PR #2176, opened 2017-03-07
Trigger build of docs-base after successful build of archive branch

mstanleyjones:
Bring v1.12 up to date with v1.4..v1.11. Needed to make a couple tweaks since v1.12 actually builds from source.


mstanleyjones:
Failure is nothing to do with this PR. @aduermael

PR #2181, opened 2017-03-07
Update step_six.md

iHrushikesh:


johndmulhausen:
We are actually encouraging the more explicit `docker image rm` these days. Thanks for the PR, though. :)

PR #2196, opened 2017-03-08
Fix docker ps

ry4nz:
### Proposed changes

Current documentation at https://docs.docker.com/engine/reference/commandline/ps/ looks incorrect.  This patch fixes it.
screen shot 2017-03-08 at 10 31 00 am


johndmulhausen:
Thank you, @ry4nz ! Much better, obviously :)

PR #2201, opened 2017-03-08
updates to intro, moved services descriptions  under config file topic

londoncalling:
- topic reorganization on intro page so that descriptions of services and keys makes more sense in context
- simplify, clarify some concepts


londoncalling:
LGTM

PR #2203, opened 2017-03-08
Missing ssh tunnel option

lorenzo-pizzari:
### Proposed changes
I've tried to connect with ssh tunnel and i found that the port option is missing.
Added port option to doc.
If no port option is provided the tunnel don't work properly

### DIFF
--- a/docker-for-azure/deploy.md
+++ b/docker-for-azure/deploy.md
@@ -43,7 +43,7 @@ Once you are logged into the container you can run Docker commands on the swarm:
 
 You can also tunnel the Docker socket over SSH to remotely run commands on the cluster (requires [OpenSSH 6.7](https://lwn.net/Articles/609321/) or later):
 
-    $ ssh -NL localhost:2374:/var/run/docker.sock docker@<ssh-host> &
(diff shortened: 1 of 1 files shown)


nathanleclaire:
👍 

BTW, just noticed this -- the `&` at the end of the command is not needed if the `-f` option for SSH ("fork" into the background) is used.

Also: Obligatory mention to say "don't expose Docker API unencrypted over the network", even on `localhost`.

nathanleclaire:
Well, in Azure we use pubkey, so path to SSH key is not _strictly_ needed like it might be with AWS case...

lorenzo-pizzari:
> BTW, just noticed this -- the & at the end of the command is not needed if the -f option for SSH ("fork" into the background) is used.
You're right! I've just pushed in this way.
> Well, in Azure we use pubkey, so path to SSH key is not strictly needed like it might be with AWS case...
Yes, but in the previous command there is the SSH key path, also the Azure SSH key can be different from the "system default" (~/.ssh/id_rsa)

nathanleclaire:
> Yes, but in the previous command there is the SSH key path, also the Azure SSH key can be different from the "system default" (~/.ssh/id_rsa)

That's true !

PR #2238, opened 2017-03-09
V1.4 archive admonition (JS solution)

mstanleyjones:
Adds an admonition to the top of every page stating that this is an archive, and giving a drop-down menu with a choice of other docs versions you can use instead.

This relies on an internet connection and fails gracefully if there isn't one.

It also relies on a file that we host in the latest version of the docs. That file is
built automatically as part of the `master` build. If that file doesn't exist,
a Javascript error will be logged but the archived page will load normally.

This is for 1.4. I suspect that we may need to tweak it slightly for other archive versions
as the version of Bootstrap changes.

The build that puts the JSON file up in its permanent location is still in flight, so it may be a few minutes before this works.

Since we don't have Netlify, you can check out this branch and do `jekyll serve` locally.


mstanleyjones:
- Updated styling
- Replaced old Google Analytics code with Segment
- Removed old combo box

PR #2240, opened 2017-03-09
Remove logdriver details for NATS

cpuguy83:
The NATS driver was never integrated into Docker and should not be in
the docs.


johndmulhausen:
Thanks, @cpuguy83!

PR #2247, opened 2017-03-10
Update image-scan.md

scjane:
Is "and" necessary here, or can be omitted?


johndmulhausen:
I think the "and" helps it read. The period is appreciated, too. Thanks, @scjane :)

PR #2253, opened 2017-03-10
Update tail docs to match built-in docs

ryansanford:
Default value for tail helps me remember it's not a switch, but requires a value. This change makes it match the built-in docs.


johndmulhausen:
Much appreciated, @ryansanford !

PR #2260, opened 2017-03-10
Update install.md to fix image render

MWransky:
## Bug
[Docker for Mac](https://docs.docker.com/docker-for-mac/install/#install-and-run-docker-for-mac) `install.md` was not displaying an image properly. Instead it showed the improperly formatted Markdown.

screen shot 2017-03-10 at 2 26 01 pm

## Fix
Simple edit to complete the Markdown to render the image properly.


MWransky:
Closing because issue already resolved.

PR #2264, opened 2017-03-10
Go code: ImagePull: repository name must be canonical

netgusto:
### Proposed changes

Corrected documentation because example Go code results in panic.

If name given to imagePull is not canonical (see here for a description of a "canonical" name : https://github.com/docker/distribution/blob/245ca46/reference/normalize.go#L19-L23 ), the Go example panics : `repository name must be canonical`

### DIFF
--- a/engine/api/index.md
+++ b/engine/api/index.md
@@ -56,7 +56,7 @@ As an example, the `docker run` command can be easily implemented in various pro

**WORK TO BE COMPLETED**. Search the listing above for "pubkey" and copy every line that has it.

**EXERCISE RESPONSE**.
Well, in Azure we use pubkey, so path to SSH key is not _strictly_ needed like it might be with AWS case...
> Well, in Azure we use pubkey, so path to SSH key is not strictly needed like it might be with AWS case...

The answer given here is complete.